PR #1069, opened 2026-04-29
fix: allow PUT tenant to clear database_pool_url

### LINKED ISSUE #1068: Admin PUT /tenants/:id can't clear database_pool_url or database_pool_mode
The PUT handler in `src/http/routes/admin/tenants.ts` builds `tenantInfo` with truthy guards:

```ts
if (databasePoolUrl) {
  tenantInfo.database_pool_url = encrypt(databasePoolUrl)
}

if (databasePoolMode) {
  tenantInfo.database_pool_mode = databasePoolMode
}
```

The body schema marks both as `nullable: true`, but a request with `databasePoolUrl: null` or `databasePoolMode: null` skips the assignment entirely. The merge upsert then leaves the existing column unchanged, so operators can't reset pool config back to the default.

The PATCH handler at lines 396-401 already does the three-way check correctly. PUT just needs the same.

Repro:

```sh
curl -X PUT 'http://localhost:5000/tenants/abc' \
  -H "apikey: $ADMIN_API_KEYS" \
  -H 'content-type: application/json' \
  -d '{
    "anonKey": "...", "databaseUrl": "...", "jwtSecret": "...", "serviceKey": "...",
    "databasePoolUrl": "postgresql://...",
    "databasePoolMode": "transaction"
  }'

curl -X PUT 'http://localhost:5000/tenants/abc' \
  -H "apikey: $ADMIN_API_KEYS" \
  -H 'content-type: application/json' \
  -d '{
    "anonKey": "...", "databaseUrl": "...", "jwtSecret": "...", "serviceKey": "...",
    "databasePoolUrl": null,
    "databasePoolMode": null
  }'

# database_pool_url and database_pool_mode are still the encrypted/string values from the first call.
```

oniani1:
The PUT `/tenants/:id` handler used truthy guards on `databasePoolUrl` and `databasePoolMode`, so a request with `null` would skip the assignment and the merge upsert left the existing column unchanged. The schema declares both fields `nullable: true`, and the PATCH handler at lines 396-401 already does the three-way check.

This switches both checks to `!== undefined` and treats explicit `null` as a clear, mirroring PATCH. `tenantDBInterface` was widened to allow `string | null` on the two columns so the assignment typechecks.

`admin-tenants.test.ts` adds a case that PUTs a tenant with both pool fields populated, verifies the encrypted/string values land in the DB, then PUTs again with `null` for both and asserts the columns are now `NULL`. Verified locally against `multitenant_db` running in Docker; the case fails on master and passes with the fix.

Closes #1068

### DIFF
--- a/acceptance/specs/admin.test.ts
+++ b/acceptance/specs/admin.test.ts
@@ -36,7 +36,6 @@ interface TenantFeatures {
 interface TenantDetailResponse {
   anonKey?: string
   capabilities?: Record<string, unknown>
-  databasePoolMode?: string | null
   databasePoolUrl?: string | null
   databaseUrl?: string
   fileSizeLimit?: number
@@ -572,10 +571,6 @@ function buildTenantProvisionBody(
     fileSizeLimit,
     jwtSecret: requireString(sourceTenant?.jwtSecret, 'jwtSecret'),
     serviceKey: requireString(sourceTenant?.serviceKey, 'serviceKey'),
-  }
-
-  if (typeof sourceTenant?.databasePoolMode === 'string') {
-    body.databasePoolMode = sourceTenant.databasePoolMode
   }
 
   if (typeof sourceTenant?.databasePoolUrl === 'string') {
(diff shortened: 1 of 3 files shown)


ferhatelmas:
Clearing pool_url isn't useful but for completeness, we still could get it. pool_mode is dropped. If you want to update this, feel free. Otherwise, good to close.

ferhatelmas:
closing this per previous comment

ferhatelmas:
on second thought, I will update this and merge

ferhatelmas (approved):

:::::

## TASK DESCRIPTION
Look for the line with "if (typeof sourceTenant?.databasePoolMode" in the records above. Repeat it and each line after it exactly.

## EXERCISE SOLUTION
-  if (typeof sourceTenant?.databasePoolMode === 'string') {
-    body.databasePoolMode = sourceTenant.databasePoolMode
   }
 
   if (typeof sourceTenant?.databasePoolUrl === 'string') {
(diff shortened: 1 of 3 files shown)


ferhatelmas:
Clearing pool_url isn't useful but for completeness, we still could get it. pool_mode is dropped. If you want to update this, feel free. Otherwise, good to close.

ferhatelmas:
closing this per previous comment

ferhatelmas:
on second thought, I will update this and merge

ferhatelmas (approved):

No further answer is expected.